FDA Rapidly Removes Unapproved Drugs from Market

Many older drugs on the US market are unapproved by the FDA. For years these drugs have been assumed to be safe and effective and have been allowed by the FDA to remain on the market. However, recently safety issues have been raised for some of these unapproved drugs, especially because of a recent spate of child deaths purportedly caused by certain classes of these unapproved drugs. In the last couple of years FDA has been acting to remove some of the suspect unapproved drugs from the market.
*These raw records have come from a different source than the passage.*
PR #198, opened 2017-10-13
Add an example of weblogic configuration.

Yannig:
This PR is just an example of jmx_exporter working with WebLogic.

The tricky part is in the jmxUrl format.

With this configuration, you can retrieve almost all important internals metrics of WebLogic (datasource, jms, gc activity, JVM memory, etc.).

### DIFF
--- a/example_configs/weblogic.yml
+++ b/example_configs/weblogic.yml
@@ -1,0 +1,48 @@
+---
+# In order to get WebLogic mbeans, you need to add the following options in server's options:
+# -Djavax.management.builder.initial=weblogic.management.jmx.mbeanserver.WLSMBeanServerBuilder
+
+attrNameSnakeCase: true
+lowercaseOutputName: true
+lowercaseOutputLabelNames: true
+whitelistObjectNames:
+  - "com.bea:Name=*,Type=ServerRuntime"
+  - "com.bea:ServerRuntime=*,Type=ApplicationRuntime,*"
+  - "com.bea:ServerRuntime=*,Type=JDBCDataSourceRuntime,*"
+  - "com.bea:ServerRuntime=*,Type=JMSDestinationRuntime,*"
+  - "com.bea:ServerRuntime=*,Type=JDBCStoreRuntime,*"
+  - "com.bea:ServerRuntime=*,Type=FileStoreRuntime,*"
+  - "com.bea:ServerRuntime=*,Type=SAFRemoteEndpointRuntime,*"
+  - "com.bea:ServerRuntime=*,Type=ThreadPoolRuntime,*"
+  - "com.bea:ServerRuntime=*,Type=JMSRuntime,*"
+  - "com.bea:ServerRuntime=*,Type=SAFRuntime,*"
+  - "com.bea:ServerRuntime=*,Type=WorkManagerRuntime,*"
+  - "com.bea:ServerRuntime=*,Type=MessagingBridgeRuntime,*"
+  - "com.bea:ServerRuntime=*,Type=PersistentStoreRuntime,*"
+  - "com.bea:ServerRuntime=*,Type=WebServerRuntime,*"
+
+rules:
+  # ex: com.bea<ServerRuntime=AdminServer, Name=default, ApplicationRuntime=moduleJMS, Type=WorkManagerRuntime><>CompletedRequests
+  - pattern: "^com.bea<ServerRuntime=(.+), Name=(.+), (.+)Runtime=(.*), Type=(.+)Runtime><>(.+):"
+    name: weblogic_$3_$5_$6
+    attrNameSnakeCase: true
+    labels:
+      runtime: $1
+      name: $2
+      application: $4
+
+  # ex: com.bea<ServerRuntime=AdminServer, Name=dsName, Type=JDBCDataSourceRuntime><>Metric
+  - pattern: "^com.bea<ServerRuntime=(.+), Name=(.+), Type=(.+)Runtime><>(.+):"
+    name: weblogic_$3_$4
+    attrNameSnakeCase: true
+    labels:
+      runtime: $1
+      name: $2
+
+  # ex: com.bea<ServerRuntime=AdminServer, Name=bea_wls_cluster_internal, Type=ApplicationRuntime><OverallHealthStateJMX>IsCritical
+  - pattern: "^com.bea<ServerRuntime=(.+), Name=(.+), Type=(.+)Runtime><(.+)>(.+):"
+    name: weblogic_$3_$4_$5
+    attrNameSnakeCase: true
+    labels:
+      runtime: $1
+      name: $2


example_configs/weblogic.yml
```diff
@@ -0,0 +1,60 @@
+---
+jmxUrl: service:jmx:iiop:///jndi/iiop://localhost:7001/weblogic.management.mbeanservers.runtime
```
brian-brazil: We always recommend running as a JMX agent, so this should not be present.

Yannig:
It run as an agent with the following command options:

```-javaagent:$DOMAIN_HOME/jmx_prometheus_javaagent-0.10.jar=7019:$DOMAIN_HOME/weblogic-jmx-exporter.yml```

If I remove the jmxUrl, I lost all interesting values about datasource, jms informations etc.

**Comment by Yannig** [comment]
An output result of this configuration: https://gist.github.com/Yannig/cb81fcdc44813ef12a93281fa92af222

File: example_configs/weblogic.yml [hunk 2]
```diff
@@ -0,0 +1,60 @@
...
+whitelistObjectNames:
+  - "com.bea:Name=*,Type=ServerRuntime"
+  - "com.bea:ServerRuntime=*,Type=ApplicationRuntime,*"
+  - "com.bea:ServerRuntime=*,Type=JDBCDataSourceRuntime,*"
+  - "com.bea:ServerRuntime=*,Type=JMSDestinationRuntime,*"
+  - "com.bea:ServerRuntime=*,Type=SAFRemoteEndpointRuntime,*"
+  - "com.bea:ServerRuntime=*,Type=ThreadPoolRuntime,*"
+
+rules:
+  - pattern: "^com.bea<ServerRuntime=.+, Name=(.+), Type=JDBCDataSourceRuntime><>(.+): (Running|Suspended|Shutdown|Overloaded|Unknown)$"
```
brian-brazil: As this is doing something a bit unusual, it'd be clearer to change the 2nd capture group to `State`

example_configs/weblogic.yml
```diff
@@ -0,0 +1,60 @@
...
+    attrNameSnakeCase: true
+    name: weblogic_messaging_$2
+    labels:
+      destination: $1
+
+  - pattern: "^com.bea<ServerRuntime=.+, Name=ThreadPoolRuntime, Type=ThreadPoolRuntime><>(.+):"
+    attrNameSnakeCase: true
+    name: weblogic_threadpool_$1
+
+  - pattern: "^com.bea<ServerRuntime=.+, Name=(.+), Type=ApplicationRuntime><HealthStateJMX>(.+): HEALTH_(.+)"
```
brian-brazil: These ones also

example_configs/weblogic.yml
```diff
@@ -0,0 +1,60 @@
...
+      name: $1
+      state: $3
+
+  - pattern: "^com.bea<ServerRuntime=.+, Name=(.+), Type=JDBCDataSourceRuntime><>(.+):"
+    attrNameSnakeCase: true
+    name: weblogic_datasource_$2
+    labels:
+      destination: $1
+
+  - pattern: "^com.bea<ServerRuntime=.+, Name=(.+), Type=JMSDestinationRuntime, JMSServerRuntime=.+><>(.+):"
```
brian-brazil: This isn't producing anything

example_configs/weblogic.yml
```diff
@@ -0,0 +1,60 @@
...
+rules:
+  - pattern: "^com.bea<ServerRuntime=.+, Name=(.+), Type=JDBCDataSourceRuntime><>(.+): (Running|Suspended|Shutdown|Overloaded|Unknown)$"
+    attrNameSnakeCase: true
+    name: weblogic_datasource_$2
+    value: 1
+    labels:
+      name: $1
+      state: $3
+
+  - pattern: "^com.bea<ServerRuntime=.+, Name=(.+), Type=JDBCDataSourceRuntime><>(.+):"
```
brian-brazil: Can you trim the `Count` off the end of these, where present? That should only be on Summary/Histograms, not Gauges.

example_configs/weblogic.yml
brian-brazil: This is still here

Yannig: If I remove this line, I get no metrics at all.

brian-brazil: Why not? What's non-standard with this application?

Yannig: Well, I don't know exactly. Maybe there's something wrong with WebLogic in the way the agent retrieve informations.
Is there something I can do about that?

brian-brazil: Is it using something other than the default mbean server?

Yannig: Good idea. If I add the following parameters ```-Djavax.management.builder.initial=weblogic.management.jmx.mbeanserver.WLSMBeanServerBuilder``` to my weblogic server I get all the weblogic metrics.
Is there any option I can use to specify this class?

brian-brazil: You can pass it on that command line, I'd suggest putting that information in a comment up the top of the file.

Yannig: Fine, I update my PR with this and your previous comments.
Thanks for your feedback!

Yannig:
Updated sample:  https://gist.github.com/Yannig/cb81fcdc44813ef12a93281fa92af222

example_configs/weblogic.yml
```diff
@@ -0,0 +1,49 @@
...
+  - "com.bea:ServerRuntime=*,Type=WebServerRuntime,*"
+
+rules:
+  #- pattern: ".+"
+  # ex: com.bea<ServerRuntime=AdminServer, Name=default, ApplicationRuntime=moduleJMS, Type=WorkManagerRuntime><>CompletedRequests
+  - pattern: "^com.bea<ServerRuntime=(.+), Name=(.+), (.+)Runtime=(.*), Type=(.+)Runtime><>(.+):"
+    name: weblogic_$3_$5_$6
+    attrNameSnakeCase: true
+    labels:
+      instance: $1
```
brian-brazil: Instance is already used by Prometheus, maybe runtime instead?

Yannig: Done.

example_configs/weblogic.yml
```diff
@@ -0,0 +1,49 @@
...
+  - "com.bea:ServerRuntime=*,Type=ThreadPoolRuntime,*"
+  - "com.bea:ServerRuntime=*,Type=JMSRuntime,*"
+  - "com.bea:ServerRuntime=*,Type=SAFRuntime,*"
+  - "com.bea:ServerRuntime=*,Type=WorkManagerRuntime,*"
+  - "com.bea:ServerRuntime=*,Type=MessagingBridgeRuntime,*"
+  - "com.bea:ServerRuntime=*,Type=PersistentStoreRuntime,*"
+  - "com.bea:ServerRuntime=*,Type=WebServerRuntime,*"
+
+rules:
+  #- pattern: ".+"
```
brian-brazil: This line shouldn't be here

Yannig: Done.

brian-brazil:
Thanks!

Yannig:
Nice :)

As an example, in October of 2009 the U.S. Food and Drug Administration warned four companies that they must stop marketing unapproved codeine sulfate tablets. The four drugs are opioid analgesics, commonly called narcotics, that are widely used to treat pain.

These particular products however have not received FDA approval and the agency has no evidence that they are safe and effective. Only one manufacturer, Roxane Laboratories, markets FDA-approved codeine sulfate tablets.

Of interest to those marketing unapproved drugs is the rapid movement of FDA to remove the unapproved drugs from the market. Specifically, Roxane’s Codeine Sulfate Tablets were approved July 16, 2009; thus in just 3 months following Roxane’s approval for Codeine, the FDA has ordered all similar opioid analgesics off the market. What occured in this instance is that FDA very rapidly removed unapproved drugs from the market once the market was served by an approved drug, thus not disrupting the supply of these important pain medications by removing the unapproved drugs before an approved drug entered the market. However, once the market had an FDA approval for this class of drug, the FDA acted in three months to remove the unapproved drugs that were no longer required to serve the market.

The take home message here is:  Best for pharmaceutical companies to gain approval of their unapproved drugs now, instead of waiting for the FDA’s mandate to remove the drug, thus suddenly leaving the company with no drug on the market. The relatively rapid and inexpensive 505(b)(2) NDA process is an important mechanisms for gaining FDA approval of these drugs. Many small pharmaceutical companies currently marketing unapproved drugs will want to use the 505(b)(2) to gain FDA approval and avoid the likely sudden disruption of sales of their drug when FDA decides to remove a particular class of unapproved drug from the market.